So the likely "worst case" scenario is going to involve a long, boring (to most people) shift away from burning coal and oil for power - which is a waste of good oil in any case - to energy sources for buildings, cars and industry that doesn't dump as much exhaust into the air (and prop up Middle-East autocracies, for that matter). Sure, a lot of the world's poor will be adversely affected - since a lot of them live in coastal areas that already flood a lot (read: Bangladesh, India, parts of Africa), but if you're reading my blog, well, that's more of a moral issue than it is something that's going to ruin your life, personally. Not that I don't care, or you shouldn't, but if the sea does rise 20" over 90 years, I have no doubt that the world's middle class isn't going to suffer horribly.
That brings us to the outlier scenarios - the ones that are really unlikely to actually happen, but which make for a lot more interesting thinking! Sort of like the "zombie apocalpse" - sure, I know it's not really gonna happen, but I love every variation on that theme, from "28 Days Later" to "I Am Legend". So - what are these outlier scenarios? I thought you'd never ask ;-)

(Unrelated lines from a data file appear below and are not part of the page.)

Issue #5834, opened 2026-02-20
Language field for customer


simonschaufi:
### Describe the problem

I have some cronjobs where I want to send my customers an email in their language. Therefor it would be helpful if the customer object would have a language field.

Side note: The language is independent of the country of the address as Switzerland for example has many different languages.

### Describe the solution you'd like

A language dropdown field of all the languages that kimai provides the same way as the user object has a language dropdown. The values should be stored probably as 2 digit language code. A system configuration of a default language if none is provided. That system language can also be used as default for new customers.

This it the API in my cronjobs that I'm currently using:

```php
/** @var string $locale */
$locale = $input->getOption('locale');
\Locale::setDefault($locale);
if ($this->translator instanceof LocaleAwareInterface) {
    $this->translator->setLocale($locale);
}
```

Where locale is "en" for example.

simonschaufi:
If you like this feature, I can implement it.

kevinpapst:
Yes, a `language` field sounds okay. 

Could be used for all kinds of communication, eg.
- in the Customer Portal 
- invoices

I'd accept a PR for that.
Check all attributes in the Customer Entity (e.g. for the export) and make sure it shows up in the API (this field can be included in all requests).

If you want to add support for it in the Importer: 
https://github.com/kevinpapst/ImportBundle/blob/main/Importer/CustomerImporter.php#L27

simonschaufi:
Implemented with #5857

PR #5855, opened 2026-03-05
[FEATURE] Add invoice email address for customer entity

simonschaufi:
## Changelog

- **Invoice email address for customers** — You can now store a dedicated billing email address on each customer, separate from their main contact email. Set it under the customer's *Invoice* settings. The address appears on the customer details page and customer list, is available in invoice templates (`${customer.invoice_email}`), and is exposed through the API. (#5839)

---

Resolves: #5839

## Description
This commit adds a new field "invoiceEmail" for the customer.

## Types of changes
- [ ] Bug fix (non-breaking change which fixes an issue)
- [x] New feature (non-breaking change which adds functionality)
- [ ] Breaking change (fix or feature that would cause existing functionality to change)

## Checklist
- [x] I verified that my code applies to the guidelines (`composer code-check`)
- [x] I updated the documentation (see [here](https://github.com/kimai/www.kimai.org/tree/master/_documentation))
- [x] I agree that this code is used in Kimai (see [license](https://github.com/kimai/kimai/blob/main/LICENSE))

## Technical Checklist
- [x] Api returns new field (customer details)
- [x] Field is shown in customer list
- [x] Field is shown in customer details
- [x] Field is added to the invoice section in the customer edit form

PR #5857, opened 2026-03-05
[FEATURE] Add customer language

### LINKED ISSUE #5856: Move vatId into "invoice" section when creating/editing a customer
### Describe the problem

Cleanup customer edit form

In my opinion the vat id is invoice related and could be moved to the invoice section (expandable) when creating/editing a customer

simonschaufi:
## Changelog

You can now set a **language per customer**. This can be used when rendering their invoices in the future. A new system-wide default ("Default customer language") is available in the customer settings, and the VAT ID field has moved into the customer's invoice section.

---

Resolves: #5856 and #5834

## Description
Add a new field to set the customer language and move the vatId into the invoice section

## Types of changes
- [ ] Task (non-breaking change with improvements)

## Checklist


simonschaufi:
@kevinpapst is there any chance this can be part of the next release?

simonschaufi:
@kevinpapst can you please consider this for the next release?

kevinpapst:
Lets merge that with #5855 - I would also add the new language field to the customer.
With these two things in place, we can then add the "sending invoice to customer" feature.

simonschaufi:
Yes, this will give room for the language field that is coming up next

simonschaufi:
@kevinpapst I thought this would be ready for merge? Now a new release is released without this change. Would it be possible to merge this before the next release please?

kevinpapst:
This has no benefit on its own, that's why I said:

> Lets merge that with https://github.com/kimai/kimai/pull/5855 - I would also add the new language field to the customer.
> With these two things in place, we can then add the "sending invoice to customer" feature.

I am not merging half done stuff

simonschaufi:
Is there anything else I should do or is this ready for merge?

src/Entity/Customer.php
```diff
@@ -113,6 +113,12 @@ class Customer implements EntityWithMetaFields, EntityWithBudget, CreatedAt
     #[Serializer\Groups(['Default'])]
     #[Exporter\Expose(label: 'country')]
     private ?string $country = null;
+    #[ORM\Column(name: 'language', type: Types::STRING, length: 6, nullable: false)]
```
kevinpapst: Thanks to this I found a bug in invoice and export template entities due to the column length which is too short.

The currently longest possible locale in Kimai seems to be `zh_Hant_TW`.

There seems to be no clear max length recommendations. It would be 14 chars for `ca_ES_VALENCIA` which seems to be the longest "normal" locale, while BCP-47 recommends 35 chars.
What do you think? I'd say lets use the official recommendation length of 35.

simonschaufi: Ok, let's use 35. Will you create a migration for the other language fields?

migrations/Version20260621144402.php
```diff
@@ -0,0 +1,51 @@
...
+WHERE `name` = 'language'
+ORDER BY user_id ASC
+LIMIT 1
+");
+
+        if (empty($language)) {
+            $language = 'en';
+        }
+
+        $this->addSql('ALTER TABLE kimai2_customers ADD language VARCHAR(6) DEFAULT NULL');
```
kevinpapst: 35

migrations/Version20260802183206.php
```diff
@@ -0,0 +1,51 @@
...
+final class Version20260621144402 extends AbstractMigration
+{
+    public function getDescription(): string
+    {
+        return 'Add language to customer';
+    }
+
+    public function up(Schema $schema): void
+    {
+        // Use the language of the user with the lowest user_id (mostly the admin)
```
kevinpapst, line 27: I don't know how, but users constantly manage to execute migrations multiple times. These safeguards are an easy way to prevent such support requests.
```suggestion
        if ($schema->getTable('kimai2_customers')->hasColumn('language')) {
            return;
        }
        // Use the language of the user with the lowest user_id (mostly the admin)
```

Please add such a call in down as well.

migrations/Version20260621144402.php
```diff
@@ -0,0 +1,51 @@
...
+        $this->addSql('UPDATE kimai2_customers SET language = ?', [$language]);
+        $this->addSql('ALTER TABLE kimai2_customers MODIFY language VARCHAR(6) NOT NULL');
```
kevinpapst: 35

migrations/Version20260621144402.php
kevinpapst: Also, can't we just use 
`ALTER TABLE kimai2_customers ADD language VARCHAR(35) DEFAULT 'en'` to avoid the NULL - NOT NULL loop.

Not sure if using the first users language is the best approach.
We could use the system setting for "default user language" but that can also be completely wrong.

I would say: use english as default and let users handle it by themselves.

src/Configuration/SystemConfiguration.php
```diff
@@ -332,6 +332,11 @@ public function getCustomerDefaultCountry(): string
         return $this->find('defaults.customer.country');
     }
 
+    public function getCustomerDefaultLanguage(): ?string
+    {
+        return $this->find('defaults.customer.language');
```
kevinpapst:
```suggestion
        return $this->find('defaults.customer.language', 'en');
```

And please add it to https://github.com/kimai/kimai/blob/main/src/DependencyInjection/Configuration.php#L589 as well.

migrations/Version20260621144402.php
simonschaufi: > I would say: use english as default and let users handle it by themselves.

The thing is if your language is german and you have 100s of customers, you need to update each one of them which takes a huge amount of time (if not directly possible via sql update). By using the language of the first user chances are relatively high, that the language will be correct and if not, then you also need to update all customer languages but at least we "tried" to guess the right language :smile: 

My suggestion is:

```php
$this->addSql("ALTER TABLE kimai2_customers ADD language VARCHAR(35) DEFAULT 'en'");
$this->addSql('UPDATE kimai2_customers SET language = ?', [$language]);
```

src/Configuration/SystemConfiguration.php
simonschaufi: Done. I've noticed that the timezone, country and other fields are also missing. what is this configuration for?

migrations/Version20260621144402.php
```diff
@@ -0,0 +1,57 @@
...
+    {
+        return 'Add language to customer';
+    }
+
+    public function up(Schema $schema): void
+    {
+        // Use the language of the user with the lowest user_id (mostly the admin)
+        $language = $this->connection->fetchOne("
+SELECT `value`
+FROM kimai2_user_preferences
```
kevinpapst: bitte aus system settings ziehen

migrations/Version20260802183206.php
```diff
@@ -0,0 +1,50 @@
...
+        $language = $this->connection->fetchOne("SELECT `value` FROM kimai2_configuration WHERE `name` = 'defaults.user.language'");
+        if (empty($language)) {
+            $language = 'en';
+        }
+
+        if (!$schema->getTable('kimai2_customers')->hasColumn('language')) {
+            $this->addSql("ALTER TABLE kimai2_customers ADD `language` VARCHAR(35) DEFAULT 'en'");
```
kevinpapst:
```suggestion
            $this->addSql("ALTER TABLE kimai2_customers ADD `language` VARCHAR(35) NOT NULL DEFAULT 'en'");
```

migrations/Version20260802183206.php
```diff
@@ -0,0 +1,50 @@
...
+    {
+        // Use the language of the user with the lowest user_id (mostly the admin)
+        $language = $this->connection->fetchOne("SELECT `value` FROM kimai2_configuration WHERE `name` = 'defaults.user.language'");
+        if (empty($language)) {
+            $language = 'en';
+        }
+
+        if (!$schema->getTable('kimai2_customers')->hasColumn('language')) {
+            $this->addSql("ALTER TABLE kimai2_customers ADD `language` VARCHAR(35) NOT NULL DEFAULT 'en'");
+            $this->addSql('UPDATE kimai2_customers SET `language` = ?', [$language]);
```
kevinpapst:
```suggestion
            if (language !== 'en') {
                $this->addSql('UPDATE kimai2_customers SET `language` = ?', [$language]);
            }
```

migrations/Version20260802183206.php
```diff
@@ -0,0 +1,52 @@
...
+    {
+        // Use the language of the user with the lowest user_id (mostly the admin)
+        $language = $this->connection->fetchOne("SELECT `value` FROM kimai2_configuration WHERE `name` = 'defaults.user.language'");
+        if (empty($language)) {
+            $language = 'en';
+        }
+
+        if (!$schema->getTable('kimai2_customers')->hasColumn('language')) {
+            $this->addSql("ALTER TABLE kimai2_customers ADD `language` VARCHAR(35) NOT NULL DEFAULT 'en'");
+            if (language !== 'en') {
```
kevinpapst:
```suggestion
            if ($language !== 'en') {
```

src/Entity/Customer.php
```diff
@@ -113,6 +114,12 @@ class Customer implements EntityWithMetaFields, EntityWithBudget, CreatedAt
     #[Serializer\Groups(['Default'])]
     #[Exporter\Expose(label: 'country')]
     private ?string $country = null;
+    #[ORM\Column(name: 'language', type: Types::STRING, length: 35, nullable: false)]
+    #[Assert\NotBlank]
+    #[Serializer\Expose]
+    #[Serializer\Groups(['Default'])]
+    #[Exporter\Expose(label: 'language')]
+    private ?string $language = 'en';
```
kevinpapst, line 123:
```suggestion
    #[ORM\Column(name: 'language', type: Types::STRING, length: 35, nullable: false)]
    #[Assert\Length(min: 2, max: 35)]
    #[Assert\NotBlank]
    #[Serializer\Expose]
    #[Serializer\Groups(['Default'])]
    #[Exporter\Expose(label: 'language')]
    private ?string $language = 'en';
```

templates/customer/index.html.twig
```diff
@@ -21,6 +21,8 @@
         {{ entry.postcode }} {{ entry.city }}
     {% elseif column == 'country' %}
         {{ entry.country|country_name }}
+    {% elseif column == 'language' %}
+        {% if entry.language is not empty %}{{ entry.language|locale_name }}{% endif %}
```
kevinpapst: Language cannot be empty / null, it is none nullable and uses `en` as fallback
```suggestion
        {{ entry.language|locale_name }}
```

kevinpapst (dismissed):

kevinpapst (approved):

kevinpapst:
Thanks @simonschaufi 👍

One of the things that makes climate change so hard to predict, is that the environment has so many variables, and lots of them interact. And sort of like a snowflake (or any other fractal), the closer you look, the more variables there are. On top of that, sometimes two or more different variables affect each other in what's called a "positive feedback loop", so that as variable A increases, it increases variable B. And as variable B increases, it pushes A up even more - until you get some crazy runaway affect that goes unchecked until some other fact - call it variable C - intervenes. Then the whole system - in this case our climate - settles into a new stable pattern... maybe unlivable for us, but still, stable. Look at Venus (depicted above/right) - you could melt lead on the surface, but it's stable. The whole shebang is called a non-linear system, since a small change in A (like, 5%) might lead to a much larger change in B, and in A itself, much much higher than 5%. In a linear system, on the other hand, if A increases by a certain amount, B increases by some other amount - and if you increase A again, B increases by the same amount again. So non-linear means "harder to predict" for our purposes.
Okay - so there are some different feedback loops we know about. One of them is the melting of polar ice and glaciers. Ice is really shiny and white - so it reflects a lot of sun back into space. But when ice melts due to rising temperatures, the darker ocean (or land) that's left behind soaks up more sunlight than the ice did - which raises the temperate a little bit more. Which melts more ice, and so on. Another feedback loop is frozen tundra, aka "permafrost"; it turns out that there are literally billions of tons of CO2 gas and methane (which is even better at trapping heat). Permafrost gets its name because (duh), it's usually frozen. But in the past decade, some of the permafrost in Siberia, and Canada, Alaska, etc., has started to permanently thaw - see photo - which releases all that frozen gas. And the newly-liberated gas goes straight into the atmosphere, which raises the temperate a little bit more. You can see where that's heading.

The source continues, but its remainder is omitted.